| WHAT THE EXERCISE ASKS |
Reproduce exactly the span of lines that opens with the line containing "This is a stack-based, fixed" and closes with the last line of the entries below.
----- RECORDS FOR THE TASK -----
Issue #881, opened 2017-10-17
SVM threaded cross validation trainer return type inconsistent and fails to compile


jpblackburn:
The return value of cross_validate_trainer is 
`const matrix<double, 1, 2, typename trainer_type::mem_manager_type>`

The return value of cross_validate_trainer_threaded is
`const matrix<typename trainer_type::scalar_type, 1, 2, typename trainer_type::mem_manager_type>`

Note that the value type of the matrix switched from `double` to `trainer_type::scalar_type`.  This is confusing as I expected the threaded version to be a drop-in replacement for the unthreaded version with the exception of the number of threads argument.  

Even worse, the threaded version fails to compile if `trainer_type::scalar_type` is not `double`.  I do not mind the return type being double even if `trainer_type::scalar_type` is something else (like `float`), but it should compile.  The error is a compile time assert from matrix/matrix.h line 1474 that the assignment has incompatible types.  The error message references svm/svm_threaded.h line 60.  

I think the issues is that `cvtti_helpers::task::operator()` is instantiated with `matrix_type` = `matrix<trainer_type::scalar_type, 1, 2, trainer_type::mem_manager_type>`.  See svm/svm_threaded.h lines 55, 140, and 211.  Unfortunately, the return type of `test_binary_decision_function` is `const matrix<double,1,2> test_binary_decision_function`.  This causes an assignment  at svm/svm_threaded.h line 60 from a `matrix<double,1,2>` to a `matrix<trainer_type::scalar_type,1,2>`.  

It would see like changing the return type of cross_validate_trainer_threaded to `matrix<double,1,2>` and making the corresponding changes to cvtti_helpers::task would solve both issues.  

https://github.com/davisking/dlib/blob/38a2846ddad5a81fab9905b76d061ad473001eba/dlib/svm/svm.h#L536-L547

https://github.com/davisking/dlib/blob/38a2846ddad5a81fab9905b76d061ad473001eba/dlib/svm/svm_threaded.h#L227-L239

https://github.com/davisking/dlib/blob/38a2846ddad5a81fab9905b76d061ad473001eba/dlib/matrix/matrix.h#L1472-L1475

https://github.com/davisking/dlib/blob/38a2846ddad5a81fab9905b76d061ad473001eba/dlib/svm/svm_threaded.h#L48-L60

https://github.com/davisking/dlib/blob/38a2846ddad5a81fab9905b76d061ad473001eba/dlib/svm/svm_threaded.h#L140

[...]

PR #883, opened 2017-10-17
Allow cross_validate_trainer_threaded to use non-double data

jpblackburn:
This fixes issue #881


davisking:
Looks good, thanks for the PR.

PR #2271, opened 2020-12-27
Fixed CUDA 11.1 compilation.

stoperro:
Fixes:
- ::floor() -> ::floorf() which should be same as float is used, yet otherwise compiler complains host function can't be used from global.

### DIFF
--- a/dlib/cuda/cuda_dlib.cu
+++ b/dlib/cuda/cuda_dlib.cu
@@ -1549,12 +1549,12 @@ namespace dlib
                 const int c = idx%dnc;
 
                 const float y = r*y_scale;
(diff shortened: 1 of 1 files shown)


arrufat:
Which compiler are you using? Just wondering because I've been using CUDA 11.1 with GCC 10.2 without any issues.

stoperro:
Good point, I assumed this affects every compiler on top of CUDA. I use MSVC 16.9.0 Preview 2.0, 19.28.29617.
Also VCPKG version won't compile with now (with e.g. dlib[core,cuda]:x64-windows).

davisking:
Yeah, different compilers and platforms are the bane of cross-platform code :)

PR #2278, opened 2021-01-11
Fix build with clang on ppc64le

pkubaj:
Clang doesn't implement vec_rsqrt.
Code taken from https://github.com/opencv/opencv/blob/master/modules/core/include/opencv2/core/vsx_utils.hpp#L360

### DIFF
--- a/dlib/simd/simd4f.h
+++ b/dlib/simd/simd4f.h
@@ -524,7 +524,7 @@ namespace dlib
 
 // ----------------------------------------------------------------------------------------
 
-#ifndef vec_rsqrt
+#if defined(DLIB_HAVE_VSX) && !defined(vec_rsqrt)
     extern inline __vector float __attribute__((always_inline)) vec_rsqrt(const __vector float& a)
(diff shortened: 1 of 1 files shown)


dlib/simd/simd4f.h
```diff
@@ -524,6 +524,11 @@ namespace dlib
 
 // ----------------------------------------------------------------------------------------
 
+#if defined(DLIB_HAVE_VSX) && !defined(vec_rsqrt)
+    extern inline __vector float __attribute__((always_inline)) vec_rsqrt(const __vector float& a)
+    { return vec_div((__vector float){1, 1, 1, 1}, vec_sqrt(a)); }
```
davisking, line 529: Why isn't this `vector float` instead of `__vector vector`?

pkubaj: Same reason as in e.g. https://ffmpeg.org/pipermail/ffmpeg-devel/2019-August/247682.html - a namespace collision.

davisking:
Sweet, thanks for the PR :)

PR #2280, opened 2021-01-12
dlib::static_vector

pfeatherstone:
This is a stack-based, fixed capacity, dynamic size container. It is inspired by boost's static_vector. 
It provides hashing capability using both dlib::hash and std::hash and dlib serialization. Nice.
This is not ready yet.

### DIFF
--- a/dlib/algs.h
+++ b/dlib/algs.h
@@ -111,7 +111,7 @@ namespace std
 #include "assert.h"
 #include "error.h"
 #include "noncopyable.h"
-#include "enable_if.h"
+#include "traits.h"
 #include "uintn.h"
 #include "numeric_constants.h"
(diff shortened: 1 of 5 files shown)


pfeatherstone:
This PR contains some tidy up of type traits in dlib. This is because ```dlib::static_vector``` introduced a couple more and it made sense to put them in their own header as they were general. And it therefore made sense to put all other dlib type traits there too. A few of the dlib type traits were pre-C++11 implementations. Now, since dlib requires C++11, these have been refactored to aliases in the standard library. There is an exception: ```dlib::is_convertible```, which is functionally exactly the same as ```std::is_convertible``` has a specialisation in ```dlib/type_safe_union.h```. You cannot specialise a template alias. So i had to leave the old implementation of ```dlib::is_convertible``` as-is.

pfeatherstone:
Goodbye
-----
| REPLY TO THE TASK |
This is a stack-based, fixed capacity, dynamic size container. It is inspired by boost's static_vector. 
It provides hashing capability using both dlib::hash and std::hash and dlib serialization. Nice.
This is not ready yet.

### DIFF
--- a/dlib/algs.h
+++ b/dlib/algs.h
@@ -111,7 +111,7 @@ namespace std
 #include "assert.h"
 #include "error.h"
 #include "noncopyable.h"
-#include "enable_if.h"
+#include "traits.h"
 #include "uintn.h"
 #include "numeric_constants.h"
(diff shortened: 1 of 5 files shown)


pfeatherstone:
This PR contains some tidy up of type traits in dlib. This is because ```dlib::static_vector``` introduced a couple more and it made sense to put them in their own header as they were general. And it therefore made sense to put all other dlib type traits there too. A few of the dlib type traits were pre-C++11 implementations. Now, since dlib requires C++11, these have been refactored to aliases in the standard library. There is an exception: ```dlib::is_convertible```, which is functionally exactly the same as ```std::is_convertible``` has a specialisation in ```dlib/type_safe_union.h```. You cannot specialise a template alias. So i had to leave the old implementation of ```dlib::is_convertible``` as-is.

pfeatherstone:
Goodbye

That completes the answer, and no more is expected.